Thanks for the reply Ron & Mike, so that sounds like you lay out the frame on the garage floor, and place the doors in frame, trace the hinge and route recess for the hinges, then remove hinge pins and realign frame in rough out opening, and then hange doors with shiming to get correct gap? does that sound right? It seems like a real plan if thats what I think you mean. Also I would use the longer screws because of the weight lof the doors like Mike said. It would be a lot easier to locate hinge recesses that way rather that after the frame was installed.
Thanks


----------



## oh'mike (Sep 18, 2009)

I cut the hinges into the side jambs before assembling the three jamb sections. 
lay the door onto a sawhorse so the hinges hang down.----

from the top of the door--measure to the top of the hinge.

From the rabbit(notch For the top jamb) measure down using your hinge number and add 1/8 inch.

Grab some clamps--clamp the jamb side to the loose hinge plates--using your mark at the top hinge.

Check --make sure you have really taken the numbers from the top of the door--does it look right?

Next using a sharp pencil mark the hinge side location.

I use a router to cut the hinge pockets--remove one hinge--set router guide and half inch bit using the old door as a guide.
Use the loose hinge to set the cutter depth.

If you wish to hand chisel the butts use a marking gauge or tri-square to draw the bottom mark for the 
cut.

I have extremely steady hands and can successfully route the butts using the router depth guide.

You may wish to clamp a couple of speed squares to the jambs as side stops.

---Mike----


----------



## Big Bob (Jul 27, 2007)

subvet said:


> Hello, I just purchased this set of exterior french doors for $75.00 at a local antique mall.
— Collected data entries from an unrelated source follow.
PR #4175, opened 2026-03-17
[Feature] Add Slipstream Plugin Support

dgrkotsonis:
# Summary                                                                                                                                                                 
   
   Wires the new [Slipstream plugin system](https://github.com/ProvableHQ/snarkVM/pull/3190) into snarkOS so that node operators can load one or more streaming plugins at startup and manage them at runtime via authenticated REST endpoints. Validator and Client nodes both support plugins; Prover nodes do not (they do not finalize blocks).                                                                                                                                                                                                 
   
  ---                                                                                                                                                                     
  # Changes                                                                                                                                                                                                                                                                                                                   

 ### Cargo / feature wiring
  - All Slipstream functionality is gated behind --features slipstream-plugins. Nodes compiled without the feature are unaffected. The flag propagates through the workspace: snarkos → snarkos-cli → snarkos-node → snarkos-node-rest → snarkvm.           
  - Cargo.toml — Added snarkvm-slipstream-plugin-manager as a new workspace dependency                                                                                                                                                                 
  - node/Cargo.toml — Added snarkvm-slipstream-plugin-manager as an optional dep, propagate new `slipstream-plugins` feature flag to enable it alongside the corresponding snarkvm features.                                                                                                                                         
  - node/rest/Cargo.toml — Same optional dep + feature wiring.                                                                                                            
  - cli/Cargo.toml — Added slipstream-plugins features forwarding to snarkos-node.
                                                                                                                                                                          
  ### CLI                                                                                                                                                                     
  - cli/src/commands/start.rs — Added --slipstream-config PATH flag (repeatable; feature-gated). Empty slice is passed when the feature is disabled so the call site is always uniform.                                                                                                                                                         
                                                                                                                                                                        
  ### Node layer                                                                                                                                                              
  - node/src/node.rs — Threaded slipstream_configs: &[PathBuf] through new_validator and new_client.                                                                    
  - node/src/validator/mod.rs / node/src/client/mod.rs — After Ledger::load, if plugin configs are provided, a SlipstreamPluginManager is initialized and injected into the FinalizeStore                                                                                                       
                                                                                                                                                                        
 ### REST API                                                                                                                                                                
  - node/rest/src/lib.rs — Registered three slipstream routes. Added DELETE to CORS allowed methods.     
  - node/rest/src/routes.rs — Implemented three handlers:                                                                                                                  
                                                        
  | Method | Path                                     | Description                              |
|--------|------------------------------------------|------------------------------------------|
| GET    | /{network}/slipstream/plugins            | List loaded plugins                      |
| POST   | /{network}/slipstream/plugins            | Load a plugin from a config file         |
| DELETE | /{network}/slipstream/plugins/{name}     | Unload a plugin by name                  |       

 PUT (reload) is not yet implemented and is left as a TODO.                                                            
   
  ### Error mapping: PluginNotLoaded → 404, PluginAlreadyLoaded → 422, all others → 500.                                                                                      
                                                                                                                                                                        
  ### Tests / docs                                                                                                                                                            
  - node/tests/common/node.rs — Updated client() and validator() test helpers to pass &[] for the new parameter.                                                        
  - docs/slipstream_plugins.md — New operator guide covering: what Slipstream is, plugin ABI and build instructions, JSON5 config format, startup flags, full REST API reference, and curl examples. (NOTE: Couldn't think of a better place to put it so happy to move elsewhere)
                                                                                                                                                                          
  ---                                                                                                                                                                   
  # Usage                                                                                                                                                                   
                                                                                                                                                                        
  #### Build with plugin support
  cargo build --release --features slipstream-plugins                                                                                                                               
   
  #### Start a client node with two plugins                                                                                                                                  
  snarkos start --client  \                                                                                                                                              
    --slipstream-config ~/.aleo/plugins/postgres/plugin.json5 \                                                                                                           
    --slipstream-config ~/.aleo/plugins/metrics/plugin.json5                                                                                                              
                                                                                                                                                                          
  #### List loaded plugins                                                                                                                                                   
  curl http://localhost:3030/mainnet/slipstream/plugins                                                                                                 
                                                                                                                                                                          
  #### Load a new plugin at runtime                                                                                                                                              
  curl -X POST -H "Content-Type: application/json" \                                                                                                                               
    -d '{"config_file":"/path/to/plugin.json5"}' \                                                                                                                        
    http://localhost:3030/mainnet/slipstream/plugins
    
    
 #### Delete/Unload a new plugin at runtime                                                                                                                                              
  curl -X DELETE  \                                                                                                                                                                                                                                        
    http://localhost:3030/mainnet/slipstream/plugins/{plugin_name}                                                                                                                    
                                                                                                                                                                          
  ---                                                                                                                                                                     
  # Notes                                                                                                                                                                   
                                                                                                                                                                        
  - All plugin-related code is gated on #[cfg(feature = "slipstream-plugins")], so builds without these features are unaffected.
  - Plugin manager lock errors (poisoned RwLock) surface as 500 errors; plugin call errors during finalize are logged as warnings and never propagated to the node.

### DIFF
--- a/Cargo.toml
+++ b/Cargo.toml
@@ -47,7 +47,7 @@ default-features = false
 
 [workspace.dependencies.snarkvm]
 git = "https://github.com/ProvableHQ/snarkVM.git"
-rev = "10845556178ac"
+rev = "60322dd"
 #version = "=4.6.0"
 default-features = false
 
--- a/Cargo.toml
+++ b/Cargo.toml
@@ -49,13 +49,13 @@ default-features = false
 #path = "../snarkVM"
 git = "https://github.com/ProvableHQ/snarkVM.git"
 # Latest stream_plugin_testing commit
-rev = "0d50724d180f02cc9973cbb07c1cb8ec0c10212a"
+rev = "68e72e6c68a87425e8a406e078dae1cea46f2bc1"
 default-features = false
 
 [workspace.dependencies.snarkvm-slipstream-plugin-manager]
 git = "https://github.com/ProvableHQ/snarkVM.git"
 # Latest stream_plugin_testing commit
-rev = "0d50724d180f02cc9973cbb07c1cb8ec0c10212a"
+rev = "68e72e6c68a87425e8a406e078dae1cea46f2bc1"
 default-features = false
 
 [workspace.dependencies.anyhow]
--- a/Cargo.toml
+++ b/Cargo.toml
@@ -47,14 +47,14 @@ default-features = false
 
 [workspace.dependencies.snarkvm]
 git = "https://github.com/ProvableHQ/snarkVM.git"
-# Latest stream_plugin_testing commit
-rev = "951cb1bc5ea305747cad56ef7ef2b5f1d0dfe01e"
+# Latest staking commit
+rev = "159f04ce49a29674e0fe63530e0212a71d58417f"
 default-features = false
 
 [workspace.dependencies.snarkvm-slipstream-plugin-manager]
 git = "https://github.com/ProvableHQ/snarkVM.git"
-# Latest stream_plugin_testing commit
-rev = "951cb1bc5ea305747cad56ef7ef2b5f1d0dfe01e"
+# Latest staking commit
+rev = "159f04ce49a29674e0fe63530e0212a71d58417f"
 default-features = false
 
 [workspace.dependencies.anyhow]
--- a/Cargo.toml
+++ b/Cargo.toml
@@ -48,9 +48,12 @@ default-features = false
 [workspace.dependencies.snarkvm]
 #path = "../snarkVM"
 git = "https://github.com/ProvableHQ/snarkVM.git"
-rev = "8c5ef1f5849cf12e2e00b2b4ca5cea152db48402"
-#version = "=4.6.0"
+branch = "stream_plugin_testing"
 default-features = false
+
+[workspace.dependencies.snarkvm-slipstream-plugin-manager]
+git = "https://github.com/ProvableHQ/snarkVM.git"
+branch = "stream_plugin_testing"
 
 [workspace.dependencies.anyhow]
 version = "1.0"
--- a/Cargo.toml
+++ b/Cargo.toml
@@ -49,13 +49,13 @@ default-features = false
 #path = "../snarkVM"
 git = "https://github.com/ProvableHQ/snarkVM.git"
 # Latest stream_plugin_testing commit
-rev = "1eeb80dac6e9333ccffbeb5be57c6ed9438ed4bb"
+rev = "3e09bd1c6f8bcd39310836dbbe0a853c0431fcf7"
 default-features = false
 
 [workspace.dependencies.snarkvm-slipstream-plugin-manager]
 git = "https://github.com/ProvableHQ/snarkVM.git"
 # Latest stream_plugin_testing commit
-rev = "1eeb80dac6e9333ccffbeb5be57c6ed9438ed4bb"
+rev = "3e09bd1c6f8bcd39310836dbbe0a853c0431fcf7"
 default-features = false
 
 [workspace.dependencies.anyhow]
--- a/Cargo.toml
+++ b/Cargo.toml
@@ -47,15 +47,10 @@ default-features = false
 
 [workspace.dependencies.snarkvm]
 git = "https://github.com/ProvableHQ/snarkVM.git"
-rev = "5f6b502578cc"
+rev = "10845556178ac"
 #version = "=4.6.0"
 default-features = false
 
-[workspace.dependencies.snarkvm-slipstream-plugin-manager]
-git = "https://github.com/ProvableHQ/snarkVM.git"
-rev = "5f6b502578cc"
-#version = "=4.6.0"
-default-features = false
 
 [workspace.dependencies.anyhow]
 version = "1.0"
--- a/Cargo.toml
+++ b/Cargo.toml
@@ -48,13 +48,13 @@ default-features = false
 [workspace.dependencies.snarkvm]
 git = "https://github.com/ProvableHQ/snarkVM.git"
 # Latest stream_plugin_testing commit
-rev = "41023939401d9a2f5667cd1e0c211c582b269c95"
+rev = "37b18a3bd4bdb0a02145df4d39a550dce1cf53bf"
 default-features = false
 
 [workspace.dependencies.snarkvm-slipstream-plugin-manager]
 git = "https://github.com/ProvableHQ/snarkVM.git"
 # Latest stream_plugin_testing commit
-rev = "41023939401d9a2f5667cd1e0c211c582b269c95"
+rev = "37b18a3bd4bdb0a02145df4d39a550dce1cf53bf"
 default-features = false
 
 [workspace.dependencies.anyhow]
--- a/Cargo.toml
+++ b/Cargo.toml
@@ -49,13 +49,13 @@ default-features = false
 #path = "../snarkVM"
 git = "https://github.com/ProvableHQ/snarkVM.git"
 # Latest stream_plugin_testing commit
-rev = "3e09bd1c6f8bcd39310836dbbe0a853c0431fcf7"
+rev = "2811e1a524ff23a5e937ac4c1e8453520569b789"
 default-features = false
 
 [workspace.dependencies.snarkvm-slipstream-plugin-manager]
 git = "https://github.com/ProvableHQ/snarkVM.git"
 # Latest stream_plugin_testing commit
-rev = "3e09bd1c6f8bcd39310836dbbe0a853c0431fcf7"
+rev = "2811e1a524ff23a5e937ac4c1e8453520569b789"
 default-features = false
 
 [workspace.dependencies.anyhow]
--- a/Cargo.toml
+++ b/Cargo.toml
@@ -49,13 +49,13 @@ default-features = false
 #path = "../snarkVM"
 git = "https://github.com/ProvableHQ/snarkVM.git"
 # Latest stream_plugin_testing commit
-rev = "147b33914743874c26f9285a2ef5baf3cf478f56"
+rev = "1eeb80dac6e9333ccffbeb5be57c6ed9438ed4bb"
 default-features = false
 
 [workspace.dependencies.snarkvm-slipstream-plugin-manager]
 git = "https://github.com/ProvableHQ/snarkVM.git"
 # Latest stream_plugin_testing commit
-rev = "147b33914743874c26f9285a2ef5baf3cf478f56"
+rev = "1eeb80dac6e9333ccffbeb5be57c6ed9438ed4bb"
 default-features = false
 
 [workspace.dependencies.anyhow]
--- a/Cargo.toml
+++ b/Cargo.toml
@@ -48,12 +48,14 @@ default-features = false
 [workspace.dependencies.snarkvm]
 #path = "../snarkVM"
 git = "https://github.com/ProvableHQ/snarkVM.git"
-branch = "stream_plugin_testing"
+# Latest stream_plugin_testing commit
+rev = "8edbf9fc4a7bd0092ffa63b7a816ad9a76494440"
 default-features = false
 
 [workspace.dependencies.snarkvm-slipstream-plugin-manager]
 git = "https://github.com/ProvableHQ/snarkVM.git"
-branch = "stream_plugin_testing"
+# Latest stream_plugin_testing commit
+rev = "8edbf9fc4a7bd0092ffa63b7a816ad9a76494440"
 
 [workspace.dependencies.anyhow]
 version = "1.0"
--- a/Cargo.toml
+++ b/Cargo.toml
@@ -56,6 +56,7 @@ default-features = false
 git = "https://github.com/ProvableHQ/snarkVM.git"
 # Latest stream_plugin_testing commit
 rev = "0d50724d180f02cc9973cbb07c1cb8ec0c10212a"
+default-features = false
 
 [workspace.dependencies.anyhow]
 version = "1.0"
--- a/Cargo.toml
+++ b/Cargo.toml
@@ -48,13 +48,13 @@ default-features = false
 [workspace.dependencies.snarkvm]
 git = "https://github.com/ProvableHQ/snarkVM.git"
 # Latest stream_plugin_testing commit
-rev = "dbcc803158311d7c4ae88a387b426b3e96b1c63d"
+rev = "7fb6b76886c6a6daf359de380b4a5be2b923e11e"
 default-features = false
 
 [workspace.dependencies.snarkvm-slipstream-plugin-manager]
 git = "https://github.com/ProvableHQ/snarkVM.git"
 # Latest stream_plugin_testing commit
-rev = "dbcc803158311d7c4ae88a387b426b3e96b1c63d"
+rev = "7fb6b76886c6a6daf359de380b4a5be2b923e11e"
 default-features = false
 
 [workspace.dependencies.anyhow]
--- a/Cargo.toml
+++ b/Cargo.toml
@@ -48,13 +48,13 @@ default-features = false
 [workspace.dependencies.snarkvm]
 git = "https://github.com/ProvableHQ/snarkVM.git"
 # Latest stream_plugin_testing commit
-rev = "7fb6b76886c6a6daf359de380b4a5be2b923e11e"
+rev = "790bc32d54619db93ac35f3f2d0fae333e1082d6"
 default-features = false
 
 [workspace.dependencies.snarkvm-slipstream-plugin-manager]
 git = "https://github.com/ProvableHQ/snarkVM.git"
 # Latest stream_plugin_testing commit
-rev = "7fb6b76886c6a6daf359de380b4a5be2b923e11e"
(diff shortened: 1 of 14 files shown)


node/rest/src/lib.rs
```diff
@@ -137,7 +137,7 @@ impl<N: Network, C: ConsensusStorage<N>, R: Routing<N>> Rest<N, C, R> {
     fn build_routes(&self, rest_rps: u32) -> axum::Router {
         let cors = CorsLayer::new()
             .allow_origin(Any)
-            .allow_methods([Method::GET, Method::POST, Method::OPTIONS])
+            .allow_methods([Method::GET, Method::POST, Method::PUT, Method::DELETE, Method::OPTIONS])
```
dgrkotsonis: Would we prefer to keep these methods as-is? I can rework the routes if so

docs/slipstream_plugins.md
```diff
@@ -0,0 +1,198 @@
+# Slipstream Plugins
```
dgrkotsonis, line 1: Is there a better place to put this file rather than creating this new docs dir? (Unlike snarkVM there isn't a specific plugins crate to put this in)

node/rest/src/lib.rs
```diff
@@ -267,6 +267,17 @@ impl<N: Network, C: ConsensusStorage<N>, R: Routing<N>> Rest<N, C, R> {
...
+        // If the `slipstream-plugins` feature is enabled,
+        // enable the Slipstream plugin management endpoints (no auth required).
+        #[cfg(feature = "slipstream-plugins")]
+        let routes = routes
+            .route("/slipstream/plugins", get(Self::slipstream_list_plugins).post(Self::slipstream_load_plugin))
+            .route(
+                "/slipstream/plugins/{name}",
+                // TODO: PUT (reload) is not yet implemented.
+                axum::routing::delete(Self::slipstream_unload_plugin),
+            );
```
dgrkotsonis: Would it make sense to put these behind the auth middleware? Could foresee this being a potential issue if in theory anyone is able to hit a node and unload plugins

vicsn: Yes good idea

Cargo.toml
```diff
@@ -46,10 +46,15 @@ version = "1.0.1"
 default-features = false
 
 [workspace.dependencies.snarkvm]
-#path = "../snarkVM"
 git = "https://github.com/ProvableHQ/snarkVM.git"
-rev = "8c5ef1f5849cf12e2e00b2b4ca5cea152db48402"
-#version = "=4.6.0"
+# Latest staking commit
```
vicsn: Nits: this is a weird comment and can you leave the other comments intact to make local development easier? I always forget the right syntax

Cargo.toml
```diff
@@ -46,10 +46,15 @@ version = "1.0.1"
...
+rev = "159f04ce49a29674e0fe63530e0212a71d58417f"
+default-features = false
+
+[workspace.dependencies.snarkvm-slipstream-plugin-manager]
```
vicsn: Is there any way that we don't have to import snarkVM twice?

Cargo.toml
```diff
@@ -46,10 +46,15 @@ version = "1.0.1"
 default-features = false
 
 [workspace.dependencies.snarkvm]
-#path = "../snarkVM"
 git = "https://github.com/ProvableHQ/snarkVM.git"
-rev = "8c5ef1f5849cf12e2e00b2b4ca5cea152db48402"
-#version = "=4.6.0"
+# Latest staking commit
+rev = "159f04ce49a29674e0fe63530e0212a71d58417f"
```
dgrkotsonis: TODO: Update before merge

node/rest/src/routes.rs
```diff
@@ -1111,4 +1111,88 @@ impl<N: Network, C: ConsensusStorage<N>, R: Routing<N>> Rest<N, C, R> {
...
+        let manager = mgr_guard
+            .as_ref()
+            .ok_or_else(|| RestError::service_unavailable(anyhow!("No Slipstream plugin manager is installed")))?;
+        let plugins = manager
+            .list_plugins()
+            .map_err(|e: SlipstreamPluginManagerError| RestError::internal_server_error(anyhow!(e)))?;
+        Ok((StatusCode::OK, ErasedJson::pretty(plugins)))
+    }
+
+    /// POST /{network}/slipstream/plugins
```
vicsn, line 1216: Is it common practice to use API instead of flags to load?

node/rest/src/routes.rs
```diff
@@ -1111,4 +1111,88 @@ impl<N: Network, C: ConsensusStorage<N>, R: Routing<N>> Rest<N, C, R> {
...
+    #[cfg(feature = "slipstream-plugins")]
```
vicsn, line 1217: Is using API endpoints instead of flags common practice for (slipstream) plugins?

vicsn (changes requested):

node/rest/src/lib.rs
```diff
@@ -172,13 +172,25 @@ impl<N: Network, C: ConsensusStorage<N>, R: Routing<N>> Rest<N, C, R> {
...
+        #[cfg(feature = "slipstream-plugins")]
+        let auth_routes = auth_routes
+            .route("/slipstream/plugins", get(Self::slipstream_list_plugins).post(Self::slipstream_load_plugin))
+            .route(
+                "/slipstream/plugins/{name}",
+                // TODO: PUT (reload) is not yet implemented.
+                axum::routing::delete(Self::slipstream_unload_plugin),
+            );
+
+        let routes = axum::Router::new()
```
ljedrz, line 192: it would be nice to note here that the routes below are no longer protected, just to improve visibility

node/rest/src/routes.rs
```diff
@@ -1111,4 +1111,88 @@ impl<N: Network, C: ConsensusStorage<N>, R: Routing<N>> Rest<N, C, R> {
...
+                    SlipstreamPluginManagerError::PluginNotLoaded(_) => anyhow!("404: {e}"),
+                    other => anyhow!("{other}"),
+                },
+            )
+        })
+        .await
+        .map_err(|e| RestError::internal_server_error(anyhow!("Task join error: {e}")))?
+        .map_err(|e| {
+            let msg = e.to_string();
+            if msg.starts_with("404: ") {
```
ljedrz: nit: the numeric error code should be exposed in the error?

Cargo.toml
```diff
@@ -46,10 +46,15 @@ version = "1.0.1"
...
-rev = "8c5ef1f5849cf12e2e00b2b4ca5cea152db48402"
-#version = "=4.6.0"
+# Latest staging commit
+rev = "159f04ce49a29674e0fe63530e0212a71d58417f"
+default-features = false
+
+[workspace.dependencies.snarkvm-slipstream-plugin-manager]
+git = "https://github.com/ProvableHQ/snarkVM.git"
+# Latest staging commit
+rev = "159f04ce49a29674e0fe63530e0212a71d58417f"
```
ljedrz:
```suggestion
rev = "159f04ce49a29674e0fe63530e0212a71d58417f"
default-features = false
features = [ "slipstream-plugins" ]
```
wouldn't this work instead? fewer SHAs to keep track of

node/src/validator/mod.rs
```diff
@@ -469,6 +481,12 @@ impl<N: Network, C: ConsensusStorage<N>> NodeInterface<N> for Validator<N, C> {
         // Shut down the node.
         trace!("Shutting down the node...");
 
+        // Shut down the Slipstream plugin manager.
+        #[cfg(feature = "slipstream-plugins")]
+        if let Some(manager) = self.ledger.vm().finalize_store().slipstream_plugin_manager().write().as_mut() {
+            manager.unload();
```
ljedrz, line 502: is this operation fast enough to be done in an `async` context without blocking? I'm asking since similar operations were blocking in RPC

node/src/validator/mod.rs
```diff
@@ -103,6 +104,17 @@ impl<N: Network, C: ConsensusStorage<N>> Validator<N, C> {
         }
         .with_context(|| "Failed to initialize the ledger")?;
 
+        // Initialize the Slipstream plugin manager (if any config files were provided).
+        #[cfg(feature = "slipstream-plugins")]
+        if !slipstream_configs.is_empty() {
+            let manager =
+                snarkvm_slipstream_plugin_manager::SlipstreamPluginManager::from_config_files(slipstream_configs)
+                    .context("Failed to initialize Slipstream plugin manager")?;
+            ledger.vm().finalize_store().set_slipstream_plugin_manager(manager);
```
ljedrz, line 115: same question as [here](https://github.com/ProvableHQ/snarkOS/pull/4175/changes#r3209398476)

node/src/prover/mod.rs
```diff
@@ -200,7 +200,7 @@ impl<N: Network, C: ConsensusStorage<N>> Prover<N, C> {
             // If the node is not connected to any peers, then skip this iteration.
             if self.router.number_of_connected_peers() == 0 {
                 debug!("Skipping an iteration of the puzzle (no connected peers)");
-                tokio::time::sleep(Duration::from_secs(N::ANCHOR_TIME as u64)).await;
+                tokio::time::sleep(Duration::from_secs(N::REWARD_ANCHOR_TIME as u64)).await;
```
ljedrz: I think this should depend on the current consensus version, as this is 35s starting from `ConsensusVersion::V15` (as opposed to `REWARD_ANCHOR_TIME`, which is 25s)

node/src/client/mod.rs
```diff
@@ -544,6 +556,12 @@ impl<N: Network, C: ConsensusStorage<N>> NodeInterface<N> for Client<N, C> {
         // Shut down the node.
         trace!("Shutting down the node...");
 
+        // Shut down the Slipstream plugin service.
+        #[cfg(feature = "slipstream-plugins")]
+        if let Some(manager) = self.ledger.vm().finalize_store().slipstream_plugin_manager().write().as_mut() {
```
ljedrz, line 561: same question as [here](https://github.com/ProvableHQ/snarkOS/pull/4175/changes#r3209398476)

node/src/client/mod.rs
```diff
@@ -155,6 +156,17 @@ impl<N: Network, C: ConsensusStorage<N>> Client<N, C> {
         }
         .with_context(|| "Failed to initialize the ledger")?;
 
+        // Initialize the Slipstream plugin manager (if any config files were provided).
+        #[cfg(feature = "slipstream-plugins")]
+        if !slipstream_configs.is_empty() {
+            let manager =
+                snarkvm_slipstream_plugin_manager::SlipstreamPluginManager::from_config_files(slipstream_configs)
+                    .context("Failed to initialize Slipstream plugin manager")?;
+            ledger.vm().finalize_store().set_slipstream_plugin_manager(manager);
```
ljedrz, line 165: same question as [here](https://github.com/ProvableHQ/snarkOS/pull/4175/changes#r3209398476)

ljedrz (commented):
Left some comments, needs a rebase too.

node/rest/src/routes.rs
dgrkotsonis: We use flags for loading on startup, this is just for dynamic loading at runtime without interrupting the node

Cargo.toml
dgrkotsonis: This was intentional because the snarkVM crate doesn't declare the slipstream manager as a dependency because it uses libloading so I wanted to keep that separate from the core VM but I can change that in snarkVM if we think it's fine?

node/src/validator/mod.rs
dgrkotsonis: Good question, it depends on the plugin itself so hard to say. For the plugins that I've been working on which we plan to eventually publicize as "official" plugins, unloading is quick and simple, but in theory someone could create their own plugin that takes a while to unload, but it would only impact their own client. Is that something we're willing to accept/does potential blocking behavior matter much if it's on shutdown?

node/rest/src/routes.rs
dgrkotsonis: That's not an actual error code, that's just how I was identifying not found errors (see a few lines above)

node/src/client/mod.rs
dgrkotsonis: Similar answer to [here](https://github.com/ProvableHQ/snarkOS/pull/4175/changes#r3221147969) but it depends. Have had no issues thus far in testing but I could foresee someone using numerous inefficient plugins encountering some blocking. If this is just on initialization how low/high is our tolerance for potential delays?

node/src/client/mod.rs
dgrkotsonis: Answered [here](https://github.com/ProvableHQ/snarkOS/pull/4175/changes#r3209398476)

node/src/validator/mod.rs
dgrkotsonis: Answered [here](https://github.com/ProvableHQ/snarkOS/pull/4175#discussion_r3221480825)

Cargo.toml
dgrkotsonis: Answered [here](https://github.com/ProvableHQ/snarkOS/pull/4175#discussion_r3221038291) but I believe we would need to slightly rework snarkVM if we wanted to do this consolidation

node/src/validator/mod.rs
```diff
@@ -92,6 +92,7 @@ impl<N: Network, C: ConsensusStorage<N>> Validator<N, C> {
         trusted_peers_only: bool,
         dev_txs: bool,
         dev: Option<u16>,
+        slipstream_configs: &[std::path::PathBuf],
```
dgrkotsonis: Clippy is failing because this isn't used unless the slipstream-configs feature flag is enabled. I assume we don't want to add an underscore for cleanliness, should I just go ahead and conditionally pass/compile the param or could that get hairy in the future? @vicsn

node/src/client/mod.rs
ljedrz: as a general rule, the millisecond scale is already blocking territory

Cargo.toml
vicsn: Yeah I think it's fine to change in snarkVM, makes our development easier if we only have a single SHA to adjust in snarkOS.

node/src/validator/mod.rs
vicsn: underscore is fine for now, we're gonna refactor all these million parameters at some point with some config object

node/src/client/mod.rs
dgrkotsonis: @vicsn is this something worth reworking/revisiting? The plugins feature is opt-in so I assume any brief blocking one might encounter on startup/shutdown is acceptable for someone wanting to use the features. Plus, I'm not sure it would make sense to have these methods async: on startup we want to ensure plugins are connected to external sources and fully initialized before processing blocks (so we don't miss any data), and on shutdown we need to ensure that plugins are fully shut down before the shared library is unloaded. If this sounds reasonable, I can add spawn_blocking() around the callsites to these synchronous methods to make it more explicit that they're technically blocking

Cargo.toml
dgrkotsonis: Okay sounds good, I'll have a quick follow-up snarkVM PR shortly

dgrkotsonis: Addressed [here](https://github.com/ProvableHQ/snarkVM/pull/3256)

node/src/client/mod.rs
vicsn: The access to these endpoints is limited, so I'm also fine if we just create a new snarkOS issue to revisit all REST endpoints simultaneously on this topic in the future

vicsn (dismissed):

node/src/validator/mod.rs
ljedrz: For shutdown we should be fine, as we do it cleanly; as for runtime, usually millisecond scale is too much, but anything faster should be fine.

vicsn: Made an issue for the future: https://github.com/ProvableHQ/snarkOS/issues/4264

I think we can resolve for now

cli/src/commands/start.rs
```diff
@@ -858,11 +864,18 @@ impl Start {
...
+        // Collect slipstream plugin config paths (empty slice when feature is disabled).
+        #[cfg(feature = "slipstream-plugins")]
+        let slipstream_configs: &[PathBuf] = &self.slipstream_configs;
+        #[cfg(not(feature = "slipstream-plugins"))]
+        let slipstream_configs: &[PathBuf] = &[];
+
         // Initialize the node.
         let node = match node_type {
-            NodeType::Validator => Node::new_validator(node_ip, self.bft, rest_ip, self.rest_rps, account, &trusted_peers, &trusted_validators, genesis, cdn, storage_mode, node_data_dir, self.trusted_peers_only, self.auto_db_checkpoints.clone(), dev_txs, self.dev, dev_num_validators_for_committee_hotswap, signal_handler.clone()).await,
+            // NodeType::Validator => Node::new_validator(node_ip, self.bft, rest_ip, self.rest_rps, account, &trusted_peers, &trusted_validators, genesis, cdn, storage_mode, node_data_dir, self.trusted_peers_only, self.auto_db_checkpoints.clone(), dev_txs, self.dev, slipstream_configs, signal_handler.clone()).await,
```
vicsn, line 875: leftover from the rebase, you can fix in a new PR

vicsn (approved):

I want to install them in an uncased opening in my basement separating 2 rooms (interior). The current opening which is drywalled) is 61 1/4 inches. The doors are 29 1/2 inches. the height of opening is 82 inches, i know Ill have to add a 2 x 4 or something to bring the header down a bit.
> 
> Questions: Do I use the existing hinges still on the doors?
> 
> ...


 
You did real good finding these great old doors.

A++ advice from posters above.

#'s you advised (dementions) got me thinking..

" i know Ill have to add a 2 x 4 or something to bring the header down a bit. *If rough is 82" and if door is 6-8 "80" ..check your floor type and clearance.. 3/4 + 3/4 jamb = 1-1/2" + 1/8" top gap door to jamb + floor needs... get the tape out...*

Questions: Do I use the existing hinges still on the doors?* they appear to be in great condition ..why not.*

Do I buy pre-made door casing or make my own and trim it out ? *your a furniture guy..get the tape measure out.. check out the actual depth with mudded corners on your cassed opening.. how straight and clean is it? what size do you need? header width might not be ok for precut jamb set.. 59 " + 1/4 space + 1/8 + 1/8 + 1.5 (rabbited jamb)= 61" precut might be off that..double check*

Is the opening going to work? or do I have to remove drywall to gain more clearence.. *You may not need to remove drywall..but you might want to.. all depend on the cassed opening corner work of the mudded opening. How will your casing lay on the wall?*

If I do use exsisting hinges Do you prop door up align and draw hinges on casing to be chisled or routed? *what ever works for you.. trust your tape.. measure twice cut once.*

*Have fun... what's your plan for the lock set area's?*


----------



## oh'mike (Sep 18, 2009)

Installing double doors is a challenge ---

Lay a straight edge and level onto the floor in the door opening.shim the straight edge until level.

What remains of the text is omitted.